# Need Recommendations on the Best Mouse



## Girderman (Oct 22, 2006)

A friend had a Logitech MX-400 (I think that's what it wasw) that was cordless and optical, but the best feature was that it had a recharge/docking station so you could put it up and the end of the day and it would be recharged the next day.

I really liked this feature, but this was 4 years ago.

Now I'm ready to drop some $$ on a really good mouse, and would like some recommendations.

I want:

Rechargeable via docking station - no batter removal in order to charge them UNLESS; there is a second set of batteries ready to go. I can live with making a fast switch if there will always be fully charged batteries on hand, and the mouse would have to have something about it that makes it worth giving up the docking station.

Wireless - I don't need the range to be 100 yards, but 5 feet with good quality signal seems like a fair minimum.

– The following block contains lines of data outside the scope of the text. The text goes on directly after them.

PR #109, opened 2024-02-01
New location linux config for gui

Ferelith-maker:

- [x] Refactor
- [x] Feature
- [ ] Bug Fix
- [ ] Optimization
- [ ] Documentation Update

The GUI will now create its own directory in either APPDATA in windows, or /home/.../.cloudfuse on Linux. Refactor the code to make more sense on naming and how the config file is modified in the main window
### Checklist

- [x] Tested locally
- [ ] Added new dependencies
- [ ] Updated documentation
- [ ] Added tests

### Related Issues

- Related Issue #
- Closes #


gui/common_qt_functions.py
```diff
@@ -264,19 +264,20 @@ def updateSettingsFromUIChoices(self):
...
+    def getWorkingDir(self):
         if platform == "win32":
+            defaultFuseDir = 'Cloudfuse'
             userDir = os.getenv('APPDATA')
-            currentDir = os.path.join(userDir, defaultFuseDir)
         else:
-            currentDir = os.getcwd()
+            defaultFuseDir = '.Cloudfuse'
+            userDir = os.getenv('HOME')
+        currentDir = os.path.join(userDir, defaultFuseDir)
```
foodprocessor, line 274: Looks like a few more variable names could change to fit with the `currentDir` -> `workingDir` change.

gui/mountPrimaryWindow.py
```diff
@@ -250,31 +257,28 @@ def modifyPipeline(self,target):
...
         if components != None:
-            components[mountTargetComponent] = target
+            components[mountTargetComponent] = targetBucket
             configs['components'] = components
         else:
             self.errorMessageBox(
                 f"The components is missing in {currentDir}/config.yaml. Consider Going through the settings to create one.",
                 "Components in config missing")
-            return False
+            return
```
foodprocessor, line 273: Since there is not return value now, is there any risk of a failure in `modifyPipeline` causing issues?

foodprocessor (approved):
Looks good! Thanks!

jfantinhardesty (approved):

gui/mountPrimaryWindow.py
Ferelith-maker: It acts the same way the code did before, it just notifies the user that something went wrong and couldn't modify the file. There is a chance that the user might forget the pipeline wasn't modified and would try to mount the bucket anyway. This points out the need to verify the integrity of the config file before mounting, but that functionality isn't in the main page anyway. I could add that to the backlog

gui/common_qt_functions.py
Ferelith-maker: Thanks for finding those, I will change them

Dabnsky (approved):

gui/mountPrimaryWindow.py
foodprocessor: But before, `mountBucket` was gating the mount with the return value from this function.
Now if I try to mount with a config file that has an invalid `components` section, it will go ahead and try to mount.
I just tried mounting using the CLI, with components missing from the `components` section, and it just goes ahead and builds a pipeline that won't work, and give an I/O error when the OS tries to interact with the mount - a sort of silent failure on mount.
We could (and maybe should) validate the pipeline in the Cloudfuse Go code, but we don't.
I could go either way here - if it's going to break the code organization that you chose to put this validation back in, then you can leave it and make it a backlog item. But if it's easy to get it back, it would be nice to keep it.

gui/mountPrimaryWindow.py
```diff
@@ -135,21 +144,13 @@ def showUnderConstructionPage(self):
 
 
     def mountBucket(self):
-        self.addOutputText("Validating configuration...")
-        # Update the pipeline/components before mounting the target
-        targetIndex = self.dropDown_bucketSelect.currentIndex() 
-        success = self.modifyPipeline(bucketOptions[targetIndex])
-        if not success:
```
foodprocessor, line 142: This is the code I was thinking about, which gates mount with modifyPipeline.
I see that the new way you're doing it (attaching the function to the dropdown), doesn't really allow for this gate here. So I think a backlog item for that to be added, either to the GUI or the CLI, is fine.

PR #110, opened 2024-02-02
Concurrency and Coherency for Directory Listing Cache

foodprocessor:

- [ ] Refactor
- [x] Feature
- [ ] Bug Fix
- [x] Optimization
- [ ] Documentation Update

Change libfuse::Readdir to use fill properly with a non-zero offset
Add directory listing cache to attr_cache to serve concurrent StreamDir requests
This improves performance for Readdir by another 2x. I now see cached Readdir calls serving >8k entries in <30ms.

There is a fair amount of refactoring in this one:

- The attribute cacheMap insert function now takes an options struct
- Attribute cache items now have a handle to their parents
- Directories now have a map of listing cache segments, and each segment now has its own timestamp (and they each expire independently)
- A directory's listing cache is cleared when its contents change (except when the cache is being filled by listing from cloud storage)
- Libfuse::Readdir is broken up into a few functions for improved readability
- The issue where List returns the directory being listed but we don't want that entry is mitigated and explained
- StreamDir is called with Count=0, allowing the cloud component to set the count based on its API limits

### Checklist

- [x] Tested locally
- [ ] Added new dependencies
- [ ] Updated documentation
- [x] Added tests

### Related Issues

- Related Issue #
- Closes #

### Latest changes:

**Libfuse::Readdir:**

- Grow cacheInfo instead of replacing contents every time the pipeline is called, up to a limit of 5000 entries
- Add field cacheInfo.lastPage, which tracks whether the pipeline has any more entries to provide.  
This replaces logic that assumed there were no more entries when the token was empty and the offset was not 0.

**Attribute Cache**
- Don't clear an item's attr struct when marking it deleted or invalid
- `moveCachedItem` will no longer move deleted items
- GetAttr: When an entry does not exist, return `nil, ENOENT` instead of `&ObjAttr{}, ENOENT`

**E2E Tests**
- Print (but do not assert against) errors when cleaning up tests directories

### DIFF
--- a/component/attr_cache/cacheMap.go
+++ b/component/attr_cache/cacheMap.go
@@ -30,6 +30,7 @@ import (
 	"time"
 
 	"github.com/Seagate/cloudfuse/common"
+	"github.com/Seagate/cloudfuse/common/log"
 	"github.com/Seagate/cloudfuse/internal"
 )
 
@@ -130,7 +131,7 @@ func (ctm *cacheTreeMap) insertItem(newItem *attrCacheItem, fromDirList bool) {
 	parentPath := getParentDir(path)
 	parentItem, parentFound := ctm.get(parentPath)
 	// if there is no parent, create one and add it
-	if !parentFound || (!parentItem.exists() && newItem.exists()) {
+	if !parentFound || (!parentItem.isRoot() && !parentItem.exists() && newItem.exists()) {
 		newParentAttr := internal.CreateObjAttrDir(parentPath)
 		parentItem = newAttrCacheItem(newParentAttr, newItem.exists(), newItem.cachedAt)
 		// recurse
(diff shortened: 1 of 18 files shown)


component/attr_cache/cacheMap.go
```diff
@@ -58,6 +65,14 @@ type cacheTreeMap struct {
 	cacheTree *attrCacheItem
 }
 
+// type passed to insert
+type insertOptions struct {
```
Dabnsky, line 69: What are the main benefits to supplying options into the insert? So far it seems more readable to see what parameters are being set to what values. Does this add more flexibility to how insert can be used? if so, how?

foodprocessor: I chose to add a struct because I wanted to add a parameter (`fromDirList`) with a default value (`false`).
The struct allows me to do that, since Go does not have optional function parameters like Python does.
Another slight benefit is that filling out the `insertOptions` struct when calling `insert` makes each parameter's name visible, so there's no question why we're passing the literal `true` in as the second parameter.
The downside, of course, is how verbose it is. It seems like a lot of noise to add so many lines and words.
I'm not sure if this was the right decision, and I'm eager to hear what it's like to read this. Is it noisy? Readable? Annoying?

Dabnsky (approved):
Looks good! Thanks for the tour

jfantinhardesty (approved):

Optical/Laser - While I'm on the subject, I just learned/discovered that there is a difference between "Optical" and "Laser". I thought they were the same, but apparantly not. What's the difference ?

Anyways, I want one or the other, whichever is best.

I was looking at the Logitech MX-800 and MX-1000. Noticed one or both of these were 2000 dpi. Not real sure what that means either.


----------



## PanamaGal (Jun 3, 2006)

The feel takes a little getting used to, but I like the Logitech MX Revolution.


----------



## Pribar (Apr 22, 2007)

mx rev, i have two. they are nice, especially the document flip.


----------



## Pribar (Apr 22, 2007)

oh, and don't get the mx1000, i went through 3 in a year. they are a little lighter and are blue, but the mx does have nicer things.

ps: these are not gaming mouses, the reviews on newegg show that, even though they are all biased because they want a gaming mouse and didn't read through it and see it was not a gaming mouse.


----------



## Girderman (Oct 22, 2006)

I read teh Newegg reviews and while there was some mention of the Revolution's "non-replaceable" "rechargeable" battery, nothing I could find specifically said if it was recharged by a docking station.

Is it ?

Still wondering what 2000 dpi means, and also what the difference is between Optical and Laser mouses (mice).


----------



## Pribar (Apr 22, 2007)

okay, here's how i interpret it. dpi is how fast the cursor moves across the screen, the higher it is, the faster it is. it is in fact non-replaceable, but there is the 5 year warranty, but they might have brought it down to 3 years...that's not a long time, but it should give enough gap so you can get it warrantied. it goes eerm about 13 hours..2 days of work? and i use it every bit of the time. it does NOT have any interference with all the appliances i have. it has a light-less laser, which means you use get better efficiency over the cordless lasers.


----------



## Pribar (Apr 22, 2007)

and yes, you recharge it with the nice docking station.

edit: the whole mouse goes on the station.

http://media.ldlc.com/ld/products/00/00/52/17/LD0000521729_2.jpg

Edit: sorry to keep revising, but this is a awesome mouse, for righties! only righties. the search button brings up (in your default browser) your search engine of choice. you might be able to configure it in setpoint to bring up doc search.


----------



## Girderman (Oct 22, 2006)

http://reviews.cnet.com/4520-10166_7-6419059-1.html



> The more dots per inch (dpi) a mouse can track, the more sensitive and accurate it is. A typical optical mouse tracks between 400dpi
> and 800dpi, while laser mice track more than 2,000dpi.


Also, it the laser mice use laser light to measure while the optical se an LED. I also read somewhere that the Laser Mouse does better on irregular surfaces.

Here's another I am looking at, the Logitech G7:

http://www.newegg.com/Product/Product.asp?Item=N82E16826104203&ATT=26-104-203&CMP=OTC-17exta6


----------



## Pribar (Apr 22, 2007)

good mouse. i see it also has setpoint software, but are there any reviews on mapping the buttons? that was a lot of trouble for me, because i mapped them for specific programs differently. looks like a nice mouse, though. what is this mouse going to use for?


----------



## Girderman (Oct 22, 2006)

Basic desktop computing with light gaming. You can find it on NewEgg and read about 250 reviews on it (the G7). Maybe the mapping functions are mentioned.


----------



## Pribar (Apr 22, 2007)

found a few, i might buy this mouse for play and use the mx for work  it looks decent enough and good reviews.


----------